Microsoft Studios director of production Jorg Neumann also confirmed that the game will run in 4K on Project Scorpio, but he stopped short of stating whether this would be a native 4K resolution or the upscaling we’ve seen on several PlayStation 4 Pro-enhanced games. It may have been implied to be the former, however: back in September, Microsoft stated that “any games” launching after Scorpio releases will render natively in 4K.
Crackdown 3 has largely been missing in action in 2016, skipping out on E3 2016 as creative director Dave Jones revealed that the game would be slipping into a 2017 release window.

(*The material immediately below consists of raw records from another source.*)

PR #512, opened 2024-10-09
Add `ThreadSafeJSContext`

sagudev:
https://github.com/servo/servo/issues/33759

### DIFF
--- a/mozjs/src/rust.rs
+++ b/mozjs/src/rust.rs
@@ -55,6 +55,7 @@ use crate::jsapi::{JSString, Object, PersistentRootedIdVector};
 use crate::jsapi::{JS_DefineFunctions, JS_DefineProperties, JS_DestroyContext, JS_ShutDown};
 use crate::jsapi::{JS_EnumerateStandardClasses, JS_GetRuntime, JS_GlobalObjectTraceHook};
 use crate::jsapi::{JS_MayResolveStandardClass, JS_NewContext, JS_ResolveStandardClass};
+use crate::jsapi::{JS_RequestInterruptCallback, JS_RequestInterruptCallbackCanWait};
 use crate::jsapi::{JS_StackCapture_AllFrames, JS_StackCapture_MaxFrames};
 use crate::jsapi::{PersistentRootedObjectVector, ReadOnlyCompileOptions, RootingContext};
 use crate::jsapi::{SetWarningReporter, SourceText, ToBooleanSlow};
@@ -293,6 +294,8 @@ pub struct Runtime {
     /// to represent the resulting ownership graph and risk destroying a Runtime on
     /// the wrong thread.
     outstanding_children: Arc<()>,
+    /// Raw pointer used by thread safe SyncJSContext
+    mt_cx: Arc<Mutex<Option<*mut JSContext>>>,
 }
 
 impl Runtime {
@@ -301,6 +304,11 @@ impl Runtime {
         let cx = CONTEXT.with(|context| context.get());
         assert!(!cx.is_null());
         cx
+    }
+
+    /// Returns thread safe SyncJSContext
+    pub fn get_sync(&self) -> SyncJSContext {
+        SyncJSContext(self.mt_cx.clone())
     }
 
     /// Creates a new `JSContext`.
@@ -370,6 +378,7 @@ impl Runtime {
             _parent_child_count: parent.map(|p| p.children_of_parent),
             cx: js_context,
             outstanding_children: Arc::new(()),
+            mt_cx: Arc::new(Mutex::new(Some(js_context))),
         }
     }
 
@@ -417,6 +426,7 @@ impl Runtime {
 
 impl Drop for Runtime {
     fn drop(&mut self) {
+        *self.mt_cx.lock().unwrap() = None;
         assert_eq!(
             Arc::strong_count(&self.outstanding_children),
             1,
@@ -429,6 +439,35 @@ impl Drop for Runtime {
                 assert_eq!(context.get(), self.cx);
                 context.set(ptr::null_mut());
             });
+        }
+    }
+}
+
+/// JSContext that is Send and Sync
+/// but supports only limited (thread safe) operations
+pub struct SyncJSContext(Arc<Mutex<Option<*mut JSContext>>>);
+
+unsafe impl Send for SyncJSContext {}
+unsafe impl Sync for SyncJSContext {}
+
+// We expose only methods that are defined as thread safe in spidermonkey
+// https://searchfox.org/mozilla-central/rev/7a85a111b5f42cdc07f438e36f9597c4c6dc1d48/js/src/vm/JSContext.h#848
+impl SyncJSContext {
+    /// JS_RequestInterruptCallback
+    pub fn request_interrupt_callback(&self) {
+        if let Some(&cx) = self.0.lock().unwrap().as_ref() {
+            unsafe {
+                JS_RequestInterruptCallback(cx);
+            }
+        }
+    }
+
+    /// JS_RequestInterruptCallbackCanWait
+    pub fn request_interrupt_callback_can_wait(&self) {
+        if let Some(&cx) = self.0.lock().unwrap().as_ref() {
+            unsafe {
+                JS_RequestInterruptCallbackCanWait(cx);
+            }
         }
     }
 }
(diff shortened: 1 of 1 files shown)


mozjs/src/rust.rs
```diff
@@ -433,6 +443,35 @@ impl Drop for Runtime {
     }
 }
 
+/// JSContext that is Send and Sync
+/// but supports only limited (thread safe) operations
+pub struct SyncJSContext(Arc<Mutex<Option<*mut JSContext>>>);
```
mrobinson: I like the name using "ThreadSafe" a bit better here as it matches the terminology we use for DOM nodes in layout. `Sync` maybe leans to heavily on the sense of "locking."
 
```suggestion
/// A version of the [`JSContext`] that can be used from other threads and is thus
/// `Send` and `Sync`. This should only ever expose operations that are marked as
/// thread-safe by the SpiderMonkey API.
/// See <https://searchfox.org/mozilla-central/rev/7a85a111b5f42cdc07f438e36f9597c4c6dc1d48/js/src/vm/JSContext.h#848>.
pub(crate) struct ThreadSafeJSContext(Arc<Mutex<Option<*mut JSContext>>>);
```

mozjs/src/rust.rs
```diff
@@ -433,6 +443,35 @@ impl Drop for Runtime {
...
+
+unsafe impl Send for SyncJSContext {}
+unsafe impl Sync for SyncJSContext {}
+
+// We expose only methods that are defined as thread safe in spidermonkey
+// https://searchfox.org/mozilla-central/rev/7a85a111b5f42cdc07f438e36f9597c4c6dc1d48/js/src/vm/JSContext.h#848
```
mrobinson, line 455: I think it makes sense to remove this comment in exchange for the rustdoc above.

mozjs/src/rust.rs
```diff
@@ -433,6 +443,35 @@ impl Drop for Runtime {
...
+impl SyncJSContext {
+    /// JS_RequestInterruptCallback
```
mrobinson, line 457:
```suggestion
    /// Call`JS_RequestInterruptCallback` from the SpiderMonkey API. This is thread-safe according to
    /// <link-to-documentation>. 
```

mozjs/src/rust.rs
```diff
@@ -433,6 +443,35 @@ impl Drop for Runtime {
...
+    pub fn request_interrupt_callback(&self) {
+        if let Some(&cx) = self.0.lock().unwrap().as_ref() {
+            unsafe {
+                JS_RequestInterruptCallback(cx);
+            }
+        }
+    }
+
+    /// JS_RequestInterruptCallbackCanWait
```
mrobinson, line 466:
```suggestion
    ///  Call`JS_RequestInterruptCallbackCanWait` from the SpiderMonkey API. This is thread-safe according to
    /// <link-to-documentation>. 
```

mozjs/src/rust.rs
```diff
@@ -433,6 +443,35 @@ impl Drop for Runtime {
...
+pub struct SyncJSContext(Arc<Mutex<Option<*mut JSContext>>>);
+
+unsafe impl Send for SyncJSContext {}
+unsafe impl Sync for SyncJSContext {}
+
+// We expose only methods that are defined as thread safe in spidermonkey
+// https://searchfox.org/mozilla-central/rev/7a85a111b5f42cdc07f438e36f9597c4c6dc1d48/js/src/vm/JSContext.h#848
+impl SyncJSContext {
+    /// JS_RequestInterruptCallback
+    pub fn request_interrupt_callback(&self) {
```
mrobinson, line 458:
```suggestion
    pub(crate) fn request_interrupt_callback(&self) {
```

mozjs/src/rust.rs
```diff
@@ -433,6 +443,35 @@ impl Drop for Runtime {
...
+        if let Some(&cx) = self.0.lock().unwrap().as_ref() {
+            unsafe {
+                JS_RequestInterruptCallback(cx);
+            }
+        }
+    }
+
+    /// JS_RequestInterruptCallbackCanWait
+    pub fn request_interrupt_callback_can_wait(&self) {
```
mrobinson, line 467:
```suggestion
    pub(crate) fn request_interrupt_callback_can_wait(&self) {
```

mrobinson (changes requested):
This looks good to me. I've have some picky documentation and naming requests below. I'm being a bit pickier about this documentation since it is such and important and delicate concept in Servo and there was a bit of confusion about this before.

mozjs/src/rust.rs
sagudev: We need to be able to use this struct in servo so it needs to be pub.

mrobinson: Oh sorry! That makes sense. I thought this change was in Servo itself. Too many repositories.

mozjs/src/rust.rs
```diff
@@ -417,6 +426,7 @@ impl Runtime {
 
 impl Drop for Runtime {
     fn drop(&mut self) {
+        *self.mt_cx.lock().unwrap() = None;
```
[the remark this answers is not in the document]
sagudev: I will change it to rwlock but will keep using std impl (because it would require new dep and this should not happen frequently).

mozjs/src/rust.rs
```diff
@@ -417,6 +428,7 @@ impl Runtime {
 
 impl Drop for Runtime {
     fn drop(&mut self) {
+        *self.thread_safe_handle.write().unwrap() = None;
```
mukilan, line 431:
```suggestion
        self.thread_safe_handle.write().unwrap().take();
```

mozjs/src/rust.rs
```diff
@@ -293,6 +294,10 @@ pub struct Runtime {
     /// to represent the resulting ownership graph and risk destroying a Runtime on
     /// the wrong thread.
     outstanding_children: Arc<()>,
+    /// An `Option` that holds the same pointer as `cx`.
+    /// This is shared with all [`ThreadSafeJSContext`]s, so
+    /// they can detect when its destroyed on the main thread.
```
mrobinson, line 299: Apologies. I made a typo in my suggestion:

```suggestion
    /// they can detect when it's destroyed on the main thread.
```

mozjs/src/rust.rs
```diff
@@ -433,6 +445,40 @@ impl Drop for Runtime {
     }
 }
 
+/// A version of the [`JSContext`] that can be used from other threads and is thus
+/// `Send` and `Sync`. This should only ever expose operations that are marked as
+/// thread-safe by the SpiderMonkey API.
+// (only use atomic fields in JSContext)
```
mrobinson, line 451:
```suggestion
/// thread-safe by the SpiderMonkey API, ie ones that only atomic fields in JSContext.
```

mozjs/src/rust.rs
```diff
@@ -433,6 +445,40 @@ impl Drop for Runtime {
...
+#[derive(Clone)]
+pub struct ThreadSafeJSContext(Arc<RwLock<Option<*mut JSContext>>>);
+
+unsafe impl Send for ThreadSafeJSContext {}
+unsafe impl Sync for ThreadSafeJSContext {}
+
+impl ThreadSafeJSContext {
+    /// Call`JS_RequestInterruptCallback` from the SpiderMonkey API.
```
mrobinson, line 459:
```suggestion
    /// Call `JS_RequestInterruptCallback` from the SpiderMonkey API.
```

mozjs/src/rust.rs
```diff
@@ -433,6 +445,40 @@ impl Drop for Runtime {
...
+    /// <https://searchfox.org/mozilla-central/rev/7a85a111b5f42cdc07f438e36f9597c4c6dc1d48/js/public/Interrupt.h#19>
+    pub fn request_interrupt_callback(&self) {
+        if let Some(&cx) = self.0.read().unwrap().as_ref() {
+            unsafe {
+                JS_RequestInterruptCallback(cx);
+            }
+        }
+    }
+
+    /// Call`JS_RequestInterruptCallbackCanWait` from the SpiderMonkey API.
```
mrobinson, line 470:
```suggestion
    /// Call `JS_RequestInterruptCallbackCanWait` from the SpiderMonkey API.
```

mrobinson (approved):

mrobinson:
@sagudev Great work! With the new design and documentation is now *much* clearer what is going on here.

sagudev:
> @sagudev Great work! With the new design and documentation is now _much_ clearer what is going on here.

It took me a while to figure out what is going, so it only make sense to improve and document findings, or else I would forget it.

The original Crackdown launched back in 2007 to a positive critical reception, though enthusiasm for the title was likely boosted by the game’s inclusion of the Halo 3 multiplayer beta. A sequel followed in 2010, but it was criticized for its blandness and lack of innovation over the original. Jones, whose studio Realtime Worlds developed the original but was not involved with Crackdown 2, expressed frustration that an outside developer was given the reigns. Soon after, the Realtime-developed APB: All Points Bulletin launched to negative reviews.
Hopefully, Crackdown 3 will successfully translate the brand onto a new generation of machines. Heavy cloud computing support allows for the game’s multiplayer maps to be completely, and intricately, destroyed. To preserve the challenge and focus of the game’s story component, this destruction will be largely absent from the single-player mode.
When Crackdown 3 launches next year, it will be a part of the Xbox Play Anywhere program, giving digital purchasers a copy for both Xbox One and Windows 10.